PR #1591, opened 2022-06-08
(localization) distill swap page strings

gasolin:
related to https://github.com/tallycash/extension/issues/438

distil swap page strings for translation


jagodarybacka (approved):
Looks good ✨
= = = = =
(ASSIGNED TASK): Print the whole listing once more, exactly as it stands.

(RESPONSE AREA):
PR #1591, opened 2022-06-08
(localization) distill swap page strings

gasolin:
related to https://github.com/tallycash/extension/issues/438

distil swap page strings for translation


jagodarybacka (approved):
Looks good ✨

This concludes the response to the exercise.